I am interested in electric and water conservation.

Probably too much info., but what do you have experience in that may fit my needs?

Thanks for all your thoughts & ideas!

Beth


----------



## Mike Wilson (Nov 3, 2006)

Welcome to DishwasherNet.Com...

Buy a Bosch.

-- Mike


----------



## dbchris (Nov 3, 2006)

Mike Wilson said:
			
		

> Welcome to DishwasherNet.Com...
> 
> Buy a Bosch.
> 
> -- Mike



Hi Mike, Thanks for the direction to the Bosch. I've never heard of them. I'll do more research tomorrow on these dishwashers. Do you have any experience with them? As far as Dishwashernet.com, it seems like a good idea, however at this time I do not have a need for it.


----------



## begreen (Nov 3, 2006)

I wish I could help. We have a 20 year old Thermador. It has never given us a lick of trouble, so I haven't really kept up. But Bosch and Miele are good brands to look at.


----------



## elkimmeg (Nov 3, 2006)

dishwaxhers need maintance too just like you wood stove. It sounds like your drain is plugged and needs to be cleaned. What I do is  take odd the strainer cover 
and use the wet cycle on my shop Vac. I vac out the dirty water and crud accumulation. If all soapy water is not drained out before the rinse cycle, then it is being drawn up during the rinse


----------



## johnsopi (Nov 3, 2006)

Best dishwasher I ever had was cold water. Sure going to miss that dog.


----------



## CrazyAboutOrchids (Nov 3, 2006)

The film is from your hard water. If you have hard water and no water softener; it's also bad for your pipes, they will clog up like clogged arteries. All that stuff is also building up on the inside of your pipes where you can't see it and you can't rinse it away.Try a product like Glass Magic or Lemi-Shine (check Walmart) in your current dishwasher before you go out and replace your current dishwasher. Otherwise you will be spending lots of cash to end up with film with your new dishwasher as well since the water won't have changed. 

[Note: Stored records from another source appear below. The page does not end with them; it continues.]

PR #267, opened 2024-10-14
integration: Add transfer checks to atomic match settle tests

joeykraut:
### Purpose
This PR adds integration tests to the contracts to check that the external party's settlement is properly executed. That is, we check the external party's wallet balances before and after match, as well as those provided by the relayer and protocol to collect fees.

### Testing
- All integration tests pass


integration/src/main.rs
```diff
@@ -53,14 +57,44 @@ pub struct TestArgs {
...
+    ) -> Result<U256> {
+        let contract = DummyErc20Contract::new(erc20_address, self.client.clone());
+        contract
+            .balance_of(address)
+            .call()
+            .await
+            .map_err(Into::into)
+            .map(u256_to_alloy_u256)
+    }
+}
```
akirillo: nit: can we just have `TestArgs::get_erc20_balance` call `get_erc20_balance_of(self.client.address())`, and can we have `get_erc20_balance_of` be a helper in `utils.rs` that is not implemented on `TestArgs` and just takes in a `&LocalWalletHttpClient`? doesn't quite make sense to me for this method to be implemented on the testing arguments struct

integration/src/tests.rs
```diff
@@ -63,6 +67,107 @@ use crate::{
...
+    let amount = TEST_FUNDING_AMOUNT;
+    contract
+        .approve(test_args.darkpool_proxy_address, amount.into())
+        .send()
+        .await?
+        .await?;
+
+    Ok(())
+}
+
```
akirillo: nit: can we move all of this into `integration/src/utils.rs`?

integration/src/tests.rs
```diff
@@ -1281,9 +1386,13 @@ async fn test_process_match_settle__inconsistent_fee(test_args: TestArgs) -> Res
 }
 integration_test_async!(test_process_match_settle__inconsistent_fee);
 
-/// Test a successful call to `process_atomic_match_settle`
-async fn test_process_atomic_match_settle(test_args: TestArgs) -> Result<()> {
-    let contract = DarkpoolTestContract::new(test_args.darkpool_proxy_address, test_args.client);
+/// Setup an atomic match settle test
+async fn setup_atomic_match_settle_test(
```
akirillo, line 1323: partial to moving this to `utils.rs` as well, so that `tests.rs` contains only integration test code

akirillo (approved):
just some ocd nits, lgtm

integration/src/main.rs
joeykraut: can definitely do the first suggestion.

The second one I disagree with. The `TestArgs` feel useful as a generic dependency injection container, and these helpers are really only useful for injecting dependencies. I'd agree with us being stricter on our abstractions if this was not integration testing code.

For dishwasher shopping, always take along your plates and pretend to load. Not all dishwashers will handle all dishes. Bosch is an okay brand; folks either love them or hate them, make sure you can get a repair man to work on them in your area. They are a European style dishwasher and the racks are 20" deep versus 23" for an American style dishwasher unless they have changed that recently. Whirlpool makes some Kenmore brands sold by Sears and Bosch now makes their TOL. Thermador is a rebranded Bosch with a higher price tag on it. Miele is a decent brand but super pricey, Asko is another good brand but expensive. I don't care for Maytag. I personally have a Kenmore which is manufactured by Whirlpool and one of their high end models, but not TOL and am super happy with it. Mine is a tall tub model with an adjustable top shelf. I can pack that baby up, no prerinsing at all only scraping the plates, I use 1/2 the recommendation of Cascade Complete since I have a water softener and rinse Aid. I use air dry and let her go. She's quiet, cleans well, hold a ton. Keep in mind new appliances aren't made like old appliances. Many people are more interested in the sound than the cleanliness and they aren't built to last like older appliances. 

Not sure what your water temp is in your hot water heater, but it does have to be at least a certain temp. If you replace make sure your new dishwasher has an internal heater and uses the cold water set up. Your cycles will run longer, but you can still have thehigh temps for the cleaning in the dishwasher while not heating up your entire hot water tank to that temp.


----------



## DavidV (Nov 3, 2006)

Looks like Sandy has obcessed as much about dishwashers as I have. We are nearing the end of a kitchen remodel.  7 months in the making.  Every purchase has been an obcessive PITA.  Bosch dishwasher are quiet and work great....BUT.  Unlike many other dishwashers they don't have a disposal built in so you have to empty a little basket that catches food particles every so often.  I was going to buy the Bosch but opted not to for that reason.  We had a lower line GE before and I hated it. Always had food stuck to the plates.  Rice.  Rice on everything.  You wouldn't think a family in central Virginia could eat so much rice but there always seemed to be rice on everything and almost half the time I pulled a glass out of the cabinets I would put it right back in the dishwaser because it had crap on it.  My wine glasses were always dull or dirty.    I went so far as to subscribe to consumer reports online when we were looking for our appliances.
I went with a high end Kenmore stainless. One of last years models so it was a bit easier on the pocketbook.  Clean dishes.  And I mean clean.  I barely hear it.  Sometimes you can't even tell that it's running.  Definately a good purchase.   I'd check out consumer reports.  2 issues back, I think did the appliances.  You should be able to find it at the library and lots of the info is available free on line.


----------



## Mike Wilson (Nov 3, 2006)

DavidV said:
			
		

> Looks like Sandy has obcessed as much about dishwashers as I have. We are nearing the end of a kitchen remodel.  7 months in the making.  Every purchase has been an obcessive PITA.  Bosch dishwasher are quiet and work great....BUT.  Unlike many other dishwashers they don't have a disposal built in so you have to empty a little basket that catches food particles every so often.  I was going to buy the Bosch but opted not to for that reason.  We had a lower line GE before and I hated it. Always had food stuck to the plates.  Rice.  Rice on everything.  You wouldn't think a family in central Virginia could eat so much rice but there always seemed to be rice on everything and almost half the time I pulled a glass out of the cabinets I would put it right back in the dishwaser because it had crap on it.  My wine glasses were always dull or dirty.    I went so far as to subscribe to consumer reports online when we were looking for our appliances.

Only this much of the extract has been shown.